* Material provided
****************
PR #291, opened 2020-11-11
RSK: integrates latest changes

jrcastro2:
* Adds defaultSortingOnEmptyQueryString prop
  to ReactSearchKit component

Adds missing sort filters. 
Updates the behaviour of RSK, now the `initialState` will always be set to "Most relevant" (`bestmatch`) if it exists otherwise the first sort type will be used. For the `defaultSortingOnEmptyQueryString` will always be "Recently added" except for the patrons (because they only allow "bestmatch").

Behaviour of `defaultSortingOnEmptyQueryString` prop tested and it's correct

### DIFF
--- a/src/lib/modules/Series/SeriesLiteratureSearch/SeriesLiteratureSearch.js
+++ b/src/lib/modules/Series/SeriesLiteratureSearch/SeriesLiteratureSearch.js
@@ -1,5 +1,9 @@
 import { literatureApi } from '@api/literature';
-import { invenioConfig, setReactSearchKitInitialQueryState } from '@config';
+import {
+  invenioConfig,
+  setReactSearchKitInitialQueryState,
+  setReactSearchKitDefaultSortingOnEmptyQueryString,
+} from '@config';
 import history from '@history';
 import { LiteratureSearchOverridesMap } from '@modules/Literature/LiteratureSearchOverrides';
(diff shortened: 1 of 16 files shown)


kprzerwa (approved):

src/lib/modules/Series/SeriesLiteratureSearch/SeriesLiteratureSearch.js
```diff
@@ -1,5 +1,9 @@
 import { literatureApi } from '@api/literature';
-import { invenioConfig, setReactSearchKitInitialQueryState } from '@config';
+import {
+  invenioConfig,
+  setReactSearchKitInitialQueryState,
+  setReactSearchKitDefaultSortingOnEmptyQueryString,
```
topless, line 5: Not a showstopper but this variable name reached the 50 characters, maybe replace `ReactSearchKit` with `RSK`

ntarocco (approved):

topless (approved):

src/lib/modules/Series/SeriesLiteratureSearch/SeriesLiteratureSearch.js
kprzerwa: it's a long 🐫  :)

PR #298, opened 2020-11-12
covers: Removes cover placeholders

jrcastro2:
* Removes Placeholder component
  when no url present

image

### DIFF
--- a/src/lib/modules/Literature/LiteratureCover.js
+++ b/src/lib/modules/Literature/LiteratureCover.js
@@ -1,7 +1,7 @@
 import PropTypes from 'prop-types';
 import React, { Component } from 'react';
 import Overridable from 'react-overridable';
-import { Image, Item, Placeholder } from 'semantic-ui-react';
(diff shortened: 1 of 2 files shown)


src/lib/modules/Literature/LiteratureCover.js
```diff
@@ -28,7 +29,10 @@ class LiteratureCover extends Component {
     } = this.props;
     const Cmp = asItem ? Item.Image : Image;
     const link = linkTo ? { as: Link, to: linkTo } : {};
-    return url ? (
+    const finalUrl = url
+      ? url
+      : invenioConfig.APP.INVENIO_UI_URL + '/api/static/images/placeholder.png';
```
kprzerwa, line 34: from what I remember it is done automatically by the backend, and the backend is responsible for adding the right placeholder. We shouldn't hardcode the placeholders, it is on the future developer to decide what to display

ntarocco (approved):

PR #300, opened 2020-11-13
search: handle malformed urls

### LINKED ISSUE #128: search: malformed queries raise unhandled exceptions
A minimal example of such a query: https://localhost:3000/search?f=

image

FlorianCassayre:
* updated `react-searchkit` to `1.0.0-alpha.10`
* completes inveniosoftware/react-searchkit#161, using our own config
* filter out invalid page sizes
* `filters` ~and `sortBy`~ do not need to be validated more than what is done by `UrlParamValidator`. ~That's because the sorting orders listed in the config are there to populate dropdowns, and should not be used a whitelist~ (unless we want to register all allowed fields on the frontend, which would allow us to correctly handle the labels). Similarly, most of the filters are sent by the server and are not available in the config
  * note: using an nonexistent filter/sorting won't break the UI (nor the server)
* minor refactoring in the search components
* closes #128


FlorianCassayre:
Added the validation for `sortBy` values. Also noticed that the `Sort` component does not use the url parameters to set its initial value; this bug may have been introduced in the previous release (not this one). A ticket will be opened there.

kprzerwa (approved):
****************
* Brief
Repeat all of the records above exactly as they appear.

* Task answer
PR #291, opened 2020-11-11
RSK: integrates latest changes

jrcastro2:
* Adds defaultSortingOnEmptyQueryString prop
  to ReactSearchKit component

Adds missing sort filters. 
Updates the behaviour of RSK, now the `initialState` will always be set to "Most relevant" (`bestmatch`) if it exists otherwise the first sort type will be used. For the `defaultSortingOnEmptyQueryString` will always be "Recently added" except for the patrons (because they only allow "bestmatch").

Behaviour of `defaultSortingOnEmptyQueryString` prop tested and it's correct

### DIFF
--- a/src/lib/modules/Series/SeriesLiteratureSearch/SeriesLiteratureSearch.js
+++ b/src/lib/modules/Series/SeriesLiteratureSearch/SeriesLiteratureSearch.js
@@ -1,5 +1,9 @@
 import { literatureApi } from '@api/literature';
-import { invenioConfig, setReactSearchKitInitialQueryState } from '@config';
+import {
+  invenioConfig,
+  setReactSearchKitInitialQueryState,
+  setReactSearchKitDefaultSortingOnEmptyQueryString,
+} from '@config';
 import history from '@history';
 import { LiteratureSearchOverridesMap } from '@modules/Literature/LiteratureSearchOverrides';
(diff shortened: 1 of 16 files shown)


kprzerwa (approved):

src/lib/modules/Series/SeriesLiteratureSearch/SeriesLiteratureSearch.js
```diff
@@ -1,5 +1,9 @@
 import { literatureApi } from '@api/literature';
-import { invenioConfig, setReactSearchKitInitialQueryState } from '@config';
+import {
+  invenioConfig,
+  setReactSearchKitInitialQueryState,
+  setReactSearchKitDefaultSortingOnEmptyQueryString,
```
topless, line 5: Not a showstopper but this variable name reached the 50 characters, maybe replace `ReactSearchKit` with `RSK`

ntarocco (approved):

topless (approved):

src/lib/modules/Series/SeriesLiteratureSearch/SeriesLiteratureSearch.js
kprzerwa: it's a long 🐫  :)

PR #298, opened 2020-11-12
covers: Removes cover placeholders

jrcastro2:
* Removes Placeholder component
  when no url present

image

### DIFF
--- a/src/lib/modules/Literature/LiteratureCover.js
+++ b/src/lib/modules/Literature/LiteratureCover.js
@@ -1,7 +1,7 @@
 import PropTypes from 'prop-types';
 import React, { Component } from 'react';
 import Overridable from 'react-overridable';
-import { Image, Item, Placeholder } from 'semantic-ui-react';
(diff shortened: 1 of 2 files shown)


src/lib/modules/Literature/LiteratureCover.js
```diff
@@ -28,7 +29,10 @@ class LiteratureCover extends Component {
     } = this.props;
     const Cmp = asItem ? Item.Image : Image;
     const link = linkTo ? { as: Link, to: linkTo } : {};
-    return url ? (
+    const finalUrl = url
+      ? url
+      : invenioConfig.APP.INVENIO_UI_URL + '/api/static/images/placeholder.png';
```
kprzerwa, line 34: from what I remember it is done automatically by the backend, and the backend is responsible for adding the right placeholder. We shouldn't hardcode the placeholders, it is on the future developer to decide what to display

ntarocco (approved):

PR #300, opened 2020-11-13
search: handle malformed urls

### LINKED ISSUE #128: search: malformed queries raise unhandled exceptions
A minimal example of such a query: https://localhost:3000/search?f=

image

FlorianCassayre:
* updated `react-searchkit` to `1.0.0-alpha.10`
* completes inveniosoftware/react-searchkit#161, using our own config
* filter out invalid page sizes
* `filters` ~and `sortBy`~ do not need to be validated more than what is done by `UrlParamValidator`. ~That's because the sorting orders listed in the config are there to populate dropdowns, and should not be used a whitelist~ (unless we want to register all allowed fields on the frontend, which would allow us to correctly handle the labels). Similarly, most of the filters are sent by the server and are not available in the config
  * note: using an nonexistent filter/sorting won't break the UI (nor the server)
* minor refactoring in the search components
* closes #128


FlorianCassayre:
Added the validation for `sortBy` values. Also noticed that the `Sort` component does not use the url parameters to set its initial value; this bug may have been introduced in the previous release (not this one). A ticket will be opened there.

kprzerwa (approved):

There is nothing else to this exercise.